Former NFL star Michael Vick sued in Broward

Former NFL star Michael Vick, whose record took him from fame and fortune with the Atlanta Falcons inside a jail cell for his role in a fight ring of Dogs, to see him bounce back in the NFL with the Philadelphia Eagles, is being sued in Broward County by creditors who want him to repay loans he took out at least four years ago in Maryland.

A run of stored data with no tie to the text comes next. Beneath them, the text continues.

PR #1111, opened 2018-01-08
Updates Ruby to 2.4.2

### LINKED ISSUE #914: Upgrade Ruby to Version 2.4.2

jrgriffiniii:
Resolves #914 by updating Devise, other Gem dependencies, and addressing Rubocop violations for interpretation using Ruby release 2.4.3.  Unfortunately, attempts to update Ruby to 2.5.0 are currently blocked by [a Travis CI bug](https://github.com/pulibrary/orangelight/issues/1112)


.ruby-version
```diff
@@ -1 +1 @@
-ruby-2.2.3
+ruby-2.5.0
```
escowles: The README and `.ruby-version` say 2.5.0, but the PR title and `.travis.yml` say 2.4.3.  Which version are we targeting?

app/helpers/application_helper.rb
```diff
@@ -293,7 +295,7 @@ def browse_name(args)
 
   def name_title(args)
     args[:document][args[:field]].each_with_index do |name_t, i|
-      next unless args[:document]['name_title_browse_s'] && args[:document]['name_title_browse_s'].include?(name_t)
+      next unless args[:document]['name_title_browse_s']&.include?(name_t)
```
escowles: I hadn't seen that syntax before, but it seems like a nice way to make those checks less verbose.

PR #1122, opened 2018-01-09
Default to https on staging

hackmastera:
Do we want this?


escowles:
We default to https for https://pulsearch-dev.princeton.edu/ and other apps, so that makes sense for catalog-staging.

PR #6205, opened 2026-09-10
bundle update vite-ruby

christinach:


sandbergja (approved):
Thanks, @christinach ! 🐬

sandbergja (approved):
Thanks, @christinach ! 🐬

PR #6210, opened 2026-09-11
Pin json to 2.21

christinach:
the upgrade to json v3.0 causes issues
we pin to v2.21 .
The json issues was fixed and backported to rails 8-1-stable branch.

Instead of using this branch we pin to 2.21
and will update when a new release is published with the fixed json version

see: [post on son-gem-v3-0-upgrade-broke-rails-app](https://calvin.my/posts/the-json-gem-v3-0-upgrade-broke-rails-app)
https://github.com/rails/rails/pull/58601


rladdusaw (approved):
Thanks @christinach!

Issue #6223, opened 2026-09-14
[Bookmarks] CSV Export is Failing


kevinreiss:
### Expected behavior
When using the bookmarks and I select the export to CSV option, I expect to get a CSV file of the bookmark records displayed on the current. 

### Actual behavior
Choosing the export to CSV option with any number of records produces the something went wrong screen. 

### Steps to replicate
1. Login into your account
2. Go to Bookmarks page
3. Select export to CSV
4. Observe error

### Impact of this bug
Bookmark export fails. No fallback option. 

### Honeybadger link and code snippet, if applicable

See https://app.honeybadger.io/projects/54399/faults/134236680

kevinreiss:
Replicated in both prod and local environments, the error is raised with 12 or more records in the export. The failure appears random, it's not a data issue with specific records.

christinach:
resolved by https://github.com/pulibrary/orangelight/pull/6228

PR #6228, opened 2026-09-15
Do not truncate long query that has only {!lucene}id:()

christinach:
We post this query when we export bookmarks.
The user should be able to export mode than 20 bookmarks

related to #6223


spec/models/search_builder_spec.rb
```diff
@@ -79,6 +79,26 @@
...
+      ids = (1..12).map { |id| "991223049235064#{id}" }
+      solr_parameters = { q: "{!lucene}id:(#{ids.join(' OR ')})" }
+
+      subject.truncate_long_queries(solr_parameters)
+
+      expect(solr_parameters[:q]).to eq("{!lucene}id:(#{ids.join(' OR ')})")
+    end
+
+    it 'still truncates long queries with multiple words' do
+      query = (1..25).map { |word| "Bonjour! #{word}" }.join(' ')
```
sandbergja, line 93: 😄

sandbergja (approved):
Good catch!  Thanks, @christinach ! 🐬

PR #6232, opened 2026-09-16
Add a Semantic Logger filter to remove complex Objects from the payload

sandbergja:
Before this commit, semantic logger was hitting this error before it could log most events:

```
Unable to create the configured appenders. The log level has been raised
to WARN and the output directed to STDERR until the problem is fixed. --
Exception: ArgumentError: Could not convert symbol: :json_filter_formatter
to a class in: SemanticLogger::Formatters. Looking for:
SemanticLogger::Formatters::JsonFilterFormatter
```

This commit takes an alternative approach to addressing payloads that contain infinitely recursive self-referential JSON -- we recursively remove anything from the payload that isn't a Hash, Array, String, or Number.

To exercise this patch, I deployed to staging and confirmed that:
* before deploying, a search in signoz-staging logs for `service.name in ['orangelight'] AND log_type in ['app-log'] host.name in ['catalog-staging1.princeton.edu'] controller` returned no results
* after deploying, the same query returned some results

Closes #6231

PR #6233, opened 2026-09-16
Format logs as json

sandbergja:
Use the json formatter from Semantic Logger.

This fixes a regression introduced in #6232, which inadvertently switched to the default semantic logger formatter.  We want the JSON one instead!


christinach (approved):
Thanks @sandbergja 🍄 🐬 !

According to the lawsuit, which was filed in May, Vick was slapped with a judgment of $692,000 for unpaid debts. It came from a court in Maryland. Details about the origin of these debts were not part of the Broward lawsuit.

But Vick lives in Southwest Ranches, in a home protected by state homestead laws because it’s her primary residence. Plaintiffs’ attorneys say they want Vick in a deposition Aug. 5 to list his assets so his creditors can collect.

Vick’s South Florida attorney, Arthur Jones, said Friday he intended to represent him in the case and claimed the plaintiffs were misrepresenting the amount Vick owed.

“‘Michael Vick takes these matters seriously and is aware of the process and will ensure that all parties who are entitled to receive payment are paid,’ he said in an emailed statement. “However, usurious calculations that produce absurd results should not be tolerated by Florida courts. Therefore, all appropriate defenses will certainly be employed. Further comments on the shenanigans that lead to situations like this may be made available at a later date.

Kevin Spinozza, an attorney for the plaintiffs, did not respond to a request for comment Friday. “They actually live in the house. There was a $160,000 Bentley in the driveway,” Spinozza told the Miami Herald Thursday. “Obviously a nice house, the one you’d think a retired NFL player would live in.”

Vick played for the Atlanta Falcons from 2001 to 2006. The following year, he became embroiled in a controversy over an illegal dogfighting ring in Virginia and ended up serving nearly two years in federal prison.

He filed for bankruptcy in 2008 and ended up paying off most of what he owed, according to published reports. He returned to the NFL as a quarterback for the Philadelphia Eagles in 2009. After playing for the New York Jets and Pittsburgh Steelers, he retired in 2017 and started working as an analyst at Fox Sports.

No hearing has been set in the Broward Collections case.